SD-IRAs are acceptable; however, they do come with additional paperwork. We will need approval from the custodian that services the SD-IRA. That said, in all cases regarding an SD-IRA, we recommend speaking with your CPA regarding UBTI (Unrelated Business Taxable Income) as the income may be subject to tax.
[I know plenty of people who opt to invest using retirement funds because they want to diversify from investing their whole retirement portfolio in the stock market. Not everyone has the choice depending on their current retirement plans. I'd advise asking your CPA to see what your best options are.]
What is the expected fund term?
We advise our investors to be comfortable with illiquidity for approximately 6-8 years. Our goal is 6-8 years, however, there is no guarantee on the timing of the return of capital as it is predominantly dependent on the sale of assets.
In Fund III, the fundraising period closes 2 years from fund inception (9/30/2018) and the acquisition period closes (5) years from fund inception (September 2021). Within that (5) years, should the fund exit early (sell) an asset, we have the right to reinvest those proceeds (this keeps the fund diversified with the potential of creating more value). However, (5) years after inception (September 2021), we must distribute 100% of all cash and sales proceeds to the investor group.
[So at this point, we're 2 years into the fund. Important to know because it means they can continue to acquire for 3 more years they will start returning all proceeds from sales to investors.]
Can I liquidate prior to the term?
No, which is why we genuinely want to ensure our investors are comfortable with the illiquidity period otherwise we’d recommend not investing with MLG Capital.
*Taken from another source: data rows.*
PR #1996, opened 2019-09-16
Add Content Security Policy to the website

### LINKED ISSUE #1986: Add a Content Security Policy to rustup.rs
To get an A+ score on [the Mozilla Observatory](https://observatory.mozilla.org/analyze/rustup.rs?third-party=false) we need to add a Content Security Policy to the website.

emilyalbini:
This PR adds the following CSP to the rustup.rs website:

```
default-src 'none'; script-src 'self'; style-src 'self'; img-src 'self' https://www.rust-lang.org; font-src 'self'
```

Along with the new header I had to tweak the platform detection script to use classes instead of applying styles directly (which would've required the `unsafe-inline` CSP directive).

Fixes https://github.com/rust-lang/rustup.rs/issues/1986
r? @kinnison

### DIFF
--- a/www/index.html
+++ b/www/index.html
@@ -13,7 +13,7 @@
 
 <body id="idx">
 
-<a id="platform-button" style="display: none;" href="#">
+<a id="platform-button" class="display-none" href="#">
   click or press "n" to cycle platforms
 </a>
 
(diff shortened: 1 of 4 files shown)


kinnison (commented):
Looks fundamentally good.  I'll check a bit more before I approve/merge though

kinnison (approved):
I've grepped around and it looks good.  I think you've caught all ".style." and "style="

PR #2695, opened 2021-03-15
bug-2672

rbtcollins:
We need a two-step process for this. Step 1 is to announce the
deprecation of no-force options on update/install of toolchains and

Although it is allowable to sell your interest to a 3rd party with Fund approval or negotiate a sale of interest with the Fund.
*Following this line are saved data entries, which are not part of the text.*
PR #2698, opened 2021-03-21
Docs: indicate the default settings.toml location

marcospb19:
After having trouble finding the `settings.toml` file in my system, I thought this could be useful as there is no obvious indication that the `${RUSTUP_HOME}` is by default `~/.rustup`, maybe that should've been pointed out too?

I'm a non-native english speaker, so any corrections would be appreciated.

### DIFF
--- a/doc/src/configuration.md
+++ b/doc/src/configuration.md
@@ -1,9 +1,9 @@
 # Configuration
 
-Rustup has a settings file in [TOML](https://github.com/toml-lang/toml) format
-at `${RUSTUP_HOME}/settings.toml`. The schema for this file is not part of the
-public interface for rustup - the rustup CLI should be used to query and set
-settings.
+Rustup has a [TOML](https://github.com/toml-lang/toml) settings file at
+`${RUSTUP_HOME}/settings.toml` (which defaults to `~/.rustup` or
+`%USERPROFILE%/.rustup`). The schema for this file is not part of the public
+interface for rustup - the rustup CLI should be used to query and set settings.
 
 On Unix operating systems a fallback settings file is consulted for some
 settings. This fallback file is located at `/etc/rustup/settings.toml` and


doc/src/configuration.md
```diff
@@ -1,10 +1,10 @@
 # Configuration
 
-Rustup has a settings file in [TOML](https://github.com/toml-lang/toml) format
-at `${RUSTUP_HOME}/settings.toml`. The schema for this file is not part of the
-public interface for rustup - the rustup CLI should be used to query and set
-settings.
+Rustup has a [TOML](https://github.com/toml-lang/toml) settings file at
+`${RUSTUP_HOME}/settings.toml`. The schema for this file is not part of the
+public interface for rustup - the rustup CLI should be preferred to query and
+set settings.
```
marcospb19: These changes weren't the PR target, but I took the chance to try to improve it.

rbtcollins: I like the rewording of the start of the paragraph. However the second part of the change, from 'should be used' to 'preferred' weakens the meaning. We mean 'do not edit this file directly' and 'do not query this file or parse it directly, because we may change its contents, format or location at any time.'

doc/src/configuration.md
```diff
@@ -1,10 +1,10 @@
...
 
-On Unix operating systems a fallback settings file is consulted for some
-settings. This fallback file is located at `/etc/rustup/settings.toml` and
-currently can define only `default_toolchain`.
+On Unix systems, by default, it is located at `${HOME}/.rustup/settings.toml`,
+and a fallback settings file at `/etc/rustup/settings.toml` is available, but
+can currently only define `default_toolchain`.
```
rbtcollins: This change makes the meaning less clear I feel. There are two meanings included in this paragraph now:

- That there is a fallback settings file at a certain location.
- That the location for the non-public settings file is is at a particular location.

I am not keen on documenting the location of the non-public settings file with any more clarity. We don't want people accessing it except when debugging a problem the CLI cannot cope with. If we really want to add this exposition, please keep the explanation in the paragraph about the non-public settings file, rather than in the paragraph about the public machine-wide settings file.

doc/src/configuration.md
marcospb19: I do agree, I will revert the changes at the second part :+1: .

doc/src/configuration.md
marcospb19: I'm not aware of that "non-public" means in your message, I don't know much about this file because this `configuration` section isn't very informative at the moment.

I do think that omitting the location is bad for users, and would prefer to be told the location, plus a "don't change it" advice.

I also like to know where `rustup` is keeping it's stuff so I don't accidentally mess it up. And I did not found the `.rustup` information anywhere, so that worried me, maybe if I did a better search, but it makes sense to be present at the configurations section.

marcospb19: That said, you recommend I revert all the changes in the second paragraph and add the location piece of information to the first one?

rbtcollins: yes

marcospb19:
@rbtcollins thanks for your reviews, I have re-pushed with the corrections.

doc/src/configuration.md
```diff
@@ -1,10 +1,10 @@
 # Configuration
 
-Rustup has a settings file in [TOML](https://github.com/toml-lang/toml) format
-at `${RUSTUP_HOME}/settings.toml`. The schema for this file is not part of the
-public interface for rustup - the rustup CLI should be used to query and set
-settings.
+Rustup has a [TOML](https://github.com/toml-lang/toml) settings file at
+`${RUSTUP_HOME}/settings.toml` (which defaults to `~/.rustup` or
```
0xPoe, line 4: Do we need to specify which OS it is for?

marcospb19: I copied from [the Environment Variables section](https://rust-lang.github.io/rustup/environment-variables.html):
image

The OS isn't specified, so I assumed it was ok.

doc/src/configuration.md
```diff
@@ -1,10 +1,10 @@
...
+`%USERPROFILE%/.rustup`). The schema for this file is not part of the public
+interface for rustup - the rustup CLI should be used to query and set settings.
 
 On Unix operating systems a fallback settings file is consulted for some
 settings. This fallback file is located at `/etc/rustup/settings.toml` and
-currently can define only `default_toolchain`.
+currently can only define `default_toolchain`.
```
rbtcollins: This is an incorrect change: https://dictionary.cambridge.org/grammar/british-grammar/only 
define is a verb, the section on focus and `only` as an adverb applies. The focus here is not the subject (`default_toolchain`), but the ability to define, so putting only in the mid position removes the focus from the subject.

marcospb19: Thanks for the correction! I'll fix it.
EDIT: fixed, marking this conversation as resolved.

PR #2715, opened 2021-04-12
docs, comments: Editing and style cleanup

### LINKED ISSUE #2693: Clarify GNU vs MSVC for Windows

[The book says](https://github.com/rust-lang/rustup/blob/master/doc/src/installation/other.md):

> On Windows, download and run the [rustup-init.exe built for `i686-pc-windows-gnu` target][setup]. In general, this is the build of `rustup` one should install on Windows. Despite being built against the GNU toolchain, _the Windows build of `rustup` will install Rust for the MSVC toolchain if it detects that MSVC is installed_.

However, the [official Rust download page](https://www.rust-lang.org/tools/install) links to the MSVC version of `rustup-init`, going against the recommendation from the book.

Additionally, I ran the GNU version of `rustup-init` in a clean `mcr.microsoft.com/windows:1809` Docker container, which does not have MSVC, as confirmed by the fact that `cargo build` tells me I am missing the linker, and yet I still get an MSVC toolchain by default.

So it seems that the book is wrong about the MSVC detection, or it does not work reliably.

To me, it seems the correct solution would be to recommend the MSVC version of `rustup-init`, but in any case the recommendation from the book and official download link should probably be aligned.

**Notes**

See above.

workingjubilee:
Closes #2693.
Stylistic choices for the "Rustup" name based on remarks in #2670. I have followed, where possible, the intuition that the binary itself is named `rustup` (or `rustup.exe`) and that the _notional_ software is named Rustup.

### DIFF
--- a/README.md
+++ b/README.md
@@ -1,4 +1,4 @@
-# rustup: the Rust toolchain installer
+# Rustup: the Rust toolchain installer
 
 | Master CI    | Build Status                                             |
 |--------------|----------------------------------------------------------|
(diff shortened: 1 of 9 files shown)


kinnison (approved):

kinnison:
Thank you.  I am awful at remaining consistent, so this kind of cleanup is very much appreciated.

PR #2716, opened 2021-04-12
report error when rustup is invoked with unsupported arg0

### LINKED ISSUE #2286: An error should be reported when rustup is invoked with unsupported arg0
**Problem**
In a windows docker image I had `C:/rustup-init.exe` with a Unicode hyphen which [caused the executable name match](https://github.com/rust-lang/rustup/blob/master/src/cli/main.rs#L80) to always default to `Some(_)` whereas `n.starts_with("rustup-init")` should be true with the right encoding.

**Steps**
1. replace the hyphen in `rustup-init.exe` with a [unicode hyphen](https://www.fileformat.info/info/unicode/char/2010/index.htm)
2. `rustup-init.exe --help`
3. an error is shown.
    In my docker image, I had "error: no default toolchain configured"

**Possible Solution(s)**
Encode the `OsStr` with UTF-8 encoding. 

**Notes**
Ended up compiling and testing this bug with the `1.21.1` tag

0xPoe:
close https://github.com/rust-lang/rustup/issues/2286

### DIFF
--- a/src/bin/rustup-init.rs
+++ b/src/bin/rustup-init.rs
@@ -29,6 +29,7 @@ use rustup::cli::setup_mode;
 use rustup::currentprocess::{process, with, OSProcess};
 use rustup::env_var::RUST_RECURSION_COUNT_MAX;
 use rustup::utils::utils;
+use rustup::TOOLS;
 
 fn main() {
     let process = OSProcess::default();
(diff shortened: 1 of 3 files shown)


kinnison:
This patch will prevent people from experimenting with other proxy names in custom toolchains.  I'm not sure if that's a bad thing or not since such custom proxies wouldn't be updated by a `rustup self update`.  @rbtcollins are you okay with this (minor) change in API ?  If so, then I'm good to have this merged.

rbtcollins:
custom proxies aren't a use case we have really supported; I think we could start supporting that, but lack of support shouldn't stop us solving concrete issues like this.

PR #2727, opened 2021-04-19
Replace & add tags for product names

dingyx99:
This pull request only contains changes about `rustup website`.
Using `<em></em>` for product names is not capable, according to [MDN Docs](https://developer.mozilla.org/en-US/docs/Web/HTML/Element/em#usage_notes). This may cause some translator (like Microsoft Translator) to translate product names.
BTW, Before I commit, I found that even if I change tags, MS Translator still translate names lol, so this pr is only for make this webpage much more correct.

### DIFF
--- a/www/index.html
+++ b/www/index.html
@@ -20,9 +20,9 @@
 </a>
 
 <p id="pitch">
-  <em>rustup</em> is an installer for<br/>
+  <i>rustup</i> is an installer for<br/>
   the systems programming language
-  <a href="https://www.rust-lang.org">Rust</a>
+  <a href="https://www.rust-lang.org"><i>Rust</i></a>
 </p>
 
 <div id="platform-instructions-unix" class="instructions display-none">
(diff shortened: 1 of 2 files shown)


kinnison:
I don't like that this changes from "emphasis" to "italics" and then uses CSS to remove the slant.  Are you sure this is necessary to improve translation behaviour?

rbtcollins:
We should probably use `<cite>` per those docs.

dingyx99:
> I don't like that this changes from "emphasis" to "italics" and then uses CSS to remove the slant. Are you sure this is necessary to improve translation behaviour?

According to MDN docs, it **should** have improvements. However, after I opened this PR, I have a try at local, still with Microsoft Translator, seemed to be no effect. But Google Translate worked fine, even without this PR.
Maybe there's something wrong with MS Translate. And I'll close this PR asap.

[If liquidity is your primary concern, you probably shouldn't be investing in funds or longer-term syndications.]
What are the states that you plan to invest in and do investors have to file their own taxes in all those states?
We are market agnostic in that we chase opportunities rather than geography. However, our targeted markets create a geographic triangle from Minnesota, southeast to Florida, west to Arizona and back up.
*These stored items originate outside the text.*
PR #1071, opened 2017-04-16
Enforce timeouts for reading rustc version.

lifthrasiir:
Some rustc versions (1.3.0 through 1.10.0 if my analysis is correct) are no longer working in recent macOS Sierra, in that they do not produce a correct output nor do not properly terminate in a timely
manner (e.g. loops indefinitely).

Having them in the current toolchain makes `rustup update` or (sometimes) `rustup show` unresponsive, so a timeout of one second has been added to correctly show that they are no longer working.

Fixes #766.

PR #2731, opened 2021-04-23
Increase timeout for toolchain commands for Big Surf

vors:
I noticed yesterday that running `rustup show` still sometimes times out on MacOS Big Surf. Bumping timeout one more time.

### DIFF
--- a/src/toolchain.rs
+++ b/src/toolchain.rs
@@ -245,11 +245,15 @@ impl<'a> Toolchain<'a> {
 
                 // some toolchains are faulty with some combinations of platforms and
                 // may fail to launch but also to timely terminate.
-                // (known cases include Rust 1.3.0 through 1.10.0 in recent macOS Sierra.)
+                // (
+                //   known cases include Rust versions
+                //     - 1.3.0 through 1.10.0 in recent macOS Sierra.
+                //     - 1.10.0 through 1.51.0 in macOS Big Surf.
+                // )
                 // we guard against such cases by enforcing a reasonable timeout to read.
                 let mut line1 = None;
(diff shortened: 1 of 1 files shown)


vors:
This is continuation of work from #1071

vors:
Perhaps it's time to root-cause the unresponsiveness, instead of bumping the timeout one more time. Since restart seems to fix the issue. But we may need help from Apple friends for that.

src/toolchain.rs
```diff
@@ -245,11 +245,15 @@ impl<'a> Toolchain<'a> {
...
+                // (
+                //   known cases include Rust versions
+                //     - 1.3.0 through 1.10.0 in recent macOS Sierra.
+                //     - 1.10.0 through 1.51.0 in macOS Big Surf.
+                // )
                 // we guard against such cases by enforcing a reasonable timeout to read.
                 let mut line1 = None;
                 if let Ok(mut child) = cmd.spawn() {
-                    let timeout = Duration::new(10, 0);
+                    let timeout = Duration::new(24, 0);
```
workingjubilee, line 256: > "a reasonable timeout to read"

> 24 seconds

I believe it would be appropriate to:
- actually solve the problem
XOR
- remove the description "reasonable", which was added when this was **1** second.

workingjubilee: If you go with the latter, I suggest using `Duration::from_secs` to make it explicit what the current state of affairs is at a brief glance.

workingjubilee:
What actual hardware is this problem being observed on? x86_64 Macs? aarch64? PowerPCs?

vors:
> actually solve the problem

Could not agree more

We will prepare K1s on behalf of our investors, which can be provided to any accountant preparing your return. We also have an in-house tax director as a resource for our investors and their accountants regarding questions with the K1s.
MLG Capital (in Fund III) currently owns in Wisconsin, Texas, Florida, Minnesota, Arizona, Missouri & Colorado.
[Important to know that there is geographic diversification as is one of the stated goals of the fund. You should ask your CPA about this, but my CPA told me it's easy to handle with the K1s already prepared.]
When do you expect to close the fund?
Fund III will officially close 9/30/18 for new subscriptions. Fund IV will open October 1, 2018. Fund IV information will become available within the next few months.
Does the fund get audited by an outside party?
Yes. Fund III is audited by Deloitte and will be made available to investors upon completion.
[Always good to know that the fund paperwork is being audited by an outside, respected agency.]
I hope this series was helpful both to understand some of the inner workings of a fund and what questions are necessary to properly vet a fund. The next step is to actually verify what they say is true by looking over their Private Placement Memorandum (you can request it here), by looking over their portfolio and performance from previous funds, and by noting the properties that are currently in Fund III.
I'm committed to investing in a fund for my next large investment as part of my overall diversification strategy. The more I talk to various funds to find out how they works, the easier it gets to vet them. Obviously, this doesn't guarantee success but I get a better idea of where to put my money for the best chance of a nice return. The goal as always is to create more passive income streams, which equates to financial freedom in my book.
Any other questions that you think need answering?